Evangelio
Nadie puede servir a dos señores, porque odiará a uno y amará al otro, o se apegará a uno y despreciará al otro. No pueden servir a Dios y a las riquezas.
Por eso les digo: no se inquieten por su vida, qué comerán, ni por su cuerpo, con qué se vestirán. ¿No vale más la vida que el alimento, y el cuerpo más que el vestido?
Miren las aves del cielo: no siembran ni cosechan ni recogen en graneros, y, sin embargo, su Padre celestial las alimenta. ¿No valen ustedes mucho más que ellas?
¿Quién de ustedes, por mucho que se preocupe, puede añadir un solo codo a su estatura?
Y por el vestido, ¿por qué se inquietan? Observen los lirios del campo, cómo crecen: no trabajan ni hilan;
pero les digo que ni Salomón, en toda su gloria, se vistió como uno de ellos.
Pues si Dios viste así la hierba del campo, que hoy es y mañana se echa al horno, ¿no hará mucho más por ustedes, hombres de poca fe?
Así que no se inquieten diciendo: “¿Qué vamos a comer?”, “¿qué vamos a beber?” o “¿con qué nos vamos a vestir?”.
Porque los gentiles buscan todas estas cosas; y bien sabe su Padre que necesitan de todo eso.
Busquen primero el Reino de Dios y su justicia, y todo eso se les dará por añadidura.
Así que no se inquieten por el mañana; el mañana se inquietará por sí mismo. A cada día le basta su propio mal.
Reflexión
Jesús nos confronta con la raíz de nuestras inquietudes: la dualidad entre confiar en Dios o en las riquezas. En una sociedad como la japonesa, donde el trabajo y la seguridad material a menudo se convierten en ídolos, este Evangelio resuena con fuerza. La advertencia de no servir a dos señores nos llama a examinar nuestras prioridades: ¿estamos realmente buscando el Reino de Dios, o dejamos que el afán por el mañana nos domine?
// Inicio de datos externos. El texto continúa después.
PR #445, opened 2022-06-21
Add Brave Wallet

darkdh:
Resolve https://github.com/brave/brave-browser/issues/19468

Brave has both `solana.isPhantom` and `solana.isBraveWallet` set to true for maximum compatibility
Screen Shot 2022-06-21 at 14 27 46

Brave Wallet for Solana dApp support is only available in [Nightly](https://brave.com/download-nightly/)


packages/wallets/bravewallet/package.json
```diff
@@ -0,0 +1,38 @@
+{
+    "name": "@solana/wallet-adapter-bravewallet",
+    "version": "0.9.3",
```
jordansexton, line 3: Start with 0.1.0 please!

packages/wallets/bravewallet/package.json
```diff
@@ -0,0 +1,38 @@
+{
+    "name": "@solana/wallet-adapter-bravewallet",
```
jordansexton, line 2: Can this just be `@solana/wallet-adapter-brave`?

packages/wallets/bravewallet/src/adapter.ts
```diff
@@ -0,0 +1,268 @@
...
+        options?: SendOptions
+    ): Promise<{ signature: TransactionSignature }>;
+    signMessage(message: Uint8Array): Promise<{ signature: Uint8Array }>;
+    connect(): Promise<void>;
+    disconnect(): Promise<void>;
+    _handleDisconnect(...args: unknown[]): unknown;
+}
+
+interface BraveWindow extends Window {
+    solana?: BraveWallet;
```
jordansexton, line 43: Using `window.solana` isn't permitted for new adapters, and we are working with the few wallets that do use it to migrate all adapters away from it because conflicts over the variable make detection of available wallets impossible. Please consider changing your extension to `window.brave` or similar so it doesn't conflict with others!

packages/wallets/bravewallet/src/adapter.ts
```diff
@@ -0,0 +1,268 @@
...
+                            wallet.off('connect', connect);
+                            reject(reason);
+                        });
+                    });
+                } catch (error: any) {
+                    if (error instanceof WalletError) throw error;
+                    throw new WalletConnectionError(error?.message, error);
+                } finally {
+                    wallet._handleDisconnect = handleDisconnect;
+                }
```
jordansexton, line 138: It looks like this was all copied from the Phantom adapter, which has hacks to access private APIs because of bad connection behavior. Please don't copy these things!

packages/wallets/bravewallet/src/adapter.ts
```diff
@@ -0,0 +1,268 @@
...
+        options?: SendTransactionOptions
+    ): Promise<TransactionSignature> {
+        try {
+            const wallet = this._wallet;
+            // Brave doesn't handle partial signers, so if they are provided, don't use `signAndSendTransaction`
+            if (wallet && 'signAndSendTransaction' in wallet && !options?.signers) {
+                // HACK: Brave's `signAndSendTransaction` should always set these, but doesn't yet
+                transaction.feePayer = transaction.feePayer || this.publicKey || undefined;
+                transaction.recentBlockhash =
+                    transaction.recentBlockhash || (await connection.getRecentBlockhash('finalized')).blockhash;
```
jordansexton, line 194: Same here, please don't copy the Phantom adapter's workarounds. Partially signed transactions should also be supported.

packages/wallets/bravewallet/src/adapter.ts
```diff
@@ -0,0 +1,268 @@
...
+} from '@solana/wallet-adapter-base';
+import { Connection, PublicKey, SendOptions, Transaction, TransactionSignature } from '@solana/web3.js';
+
+interface BraveWalletEvents {
+    connect(...args: unknown[]): unknown;
+    disconnect(...args: unknown[]): unknown;
+}
+
+interface BraveWallet extends EventEmitter<BraveWalletEvents> {
+    isBraveWallet?: boolean;
```
jordansexton, line 27: Probably don't need this check either when not using `window.solana`.

jordansexton (commented):
Thanks for this! Please don't copy the Phantom adapter's behavior though.

I also want to mention that we're working on an actual wallet standard, which will be introduced soon. More context on that [here](https://twitter.com/jordaaash/status/1534987011781804039) and [here](https://github.com/solana-labs/wallet-adapter/pull/384#issuecomment-1159115764).

When that's ready for review, I'd love to get your feedback and work on a migration plan.

packages/wallets/bravewallet/package.json
darkdh: fixed and squashed.

packages/wallets/bravewallet/src/adapter.ts
darkdh: fixed and squashed.

packages/wallets/brave/src/adapter.ts
```diff
@@ -0,0 +1,260 @@
...
+        this.emit('disconnect');
+    }
+
+    async sendTransaction(
+        transaction: Transaction,
+        connection: Connection,
+        options?: SendTransactionOptions
+    ): Promise<TransactionSignature> {
+        try {
+            const wallet = this._wallet;
```
jordansexton, line 188: Make sure to check for `if (!wallet) throw new WalletNotConnectedError();` as seen below, this will throw on the next line otherwise.

darkdh: fixed and also added throwing `WalletSendTransactionError`

packages/wallets/bravewallet/src/adapter.ts
darkdh: removed that hack since Brave event emitting doesn't get affected by popup

packages/wallets/bravewallet/src/adapter.ts
yrliou: @jordansexton Is there a documentation we could reference for how partially signed transactions should be supported? What's the expect behavior for the wallet, like what should we do with options.signers? As I understand for cases like signTransaction and signAllTransactions, some signatures can be provided via transaction object's signatures property, I assume it would be the same when using signAndSendTransaction, and I'm not sure what should we do with options.signers.

packages/wallets/bravewallet/src/adapter.ts
bbondy: @jordansexton we're purposely exposing window.solana so that there is Phantom wallet compatibility for sites that don't use this adapter or don't update it, but we'll recommend that people use this adapter that we're trying to land here.

Note that we have a setting for controlling if we expose our provider or not. And by default if the user has Phantom it will use Phantom.

jordansexton: I understand, and I can't tell you to not write to `window.solana`, but we're not accepting new adapters that use `window.solana`, and we're actively migrating away from this.

We've told this to all other wallets for almost a year, and there are a few good reasons for this restriction, so we must remain consistent about this.

Once the wallet standard provides a location for wallets to attach to, any supporting app will detect Brave Wallet without needing to make a change to support it specifically.

packages/wallets/bravewallet/src/adapter.ts
jordansexton: Hmm, specific documentation might be hard to come by, but here's how we implement it in the base class:

https://github.com/solana-labs/wallet-adapter/blob/244af02cb3dcf9334abf61cb9a11e497bde86d57/packages/core/base/src/signer.ts#L25-L33

The reason we have this is to support program / multisig wallets that need to accept meta-transactions, create a new transaction, then sign it with the partial signers provided.

I think in Brave's case this doesn't matter, so you can just accept the array of optional signers, and if provided, sign with them along with the user.

packages/wallets/brave/README.md
```diff
@@ -0,0 +1,5 @@
+# `@solana/wallet-adapter-bravewallet`
```
jordansexton, line 1:
```suggestion
# `@solana/wallet-adapter-brave`
```

darkdh: fixed in https://github.com/solana-labs/wallet-adapter/pull/445/commits/db4c9ed630324c2db52183bebd76b75692bbd016

packages/wallets/bravewallet/src/adapter.ts
darkdh: fixed in https://github.com/solana-labs/wallet-adapter/pull/445/commits/db4c9ed630324c2db52183bebd76b75692bbd016

packages/wallets/brave/src/adapter.ts
```diff
@@ -0,0 +1,250 @@
...
+    async signMessage(message: Uint8Array): Promise<Uint8Array> {
+        try {
+            const wallet = this._wallet;
+            if (!wallet) throw new WalletNotConnectedError();
+
+            try {
+                const { signature } = await wallet.signMessage(message);
+                return signature;
+            } catch (error: any) {
+                throw new WalletSignTransactionError(error?.message, error);
```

La cultura japonesa valora la diligencia y la previsión, pero Jesús nos invita a una confianza radical, como los lirios del campo que no trabajan ni hilan. La paz que el Papa León vincula a la justicia es fruto de poner a Dios primero. Esta confianza no es pasividad, sino una entrega activa a la Providencia. En Japón, donde la incertidumbre laboral y los desastres naturales generan ansiedad, el reto es vivir el presente con la certeza de que el Padre viste y alimenta. Así, cada día nos ofrece la oportunidad de elegir: servir a Dios o a las riquezas. La acción concreta es dedicar los primeros momentos del día a la oración y a la lectura de la Palabra, antes de sumergirnos en las preocupaciones. Al buscar primero el Reino, descubrimos que todo lo demás se nos da por añadidura, y la paz que sobrepasa todo entendimiento habita en nuestros corazones.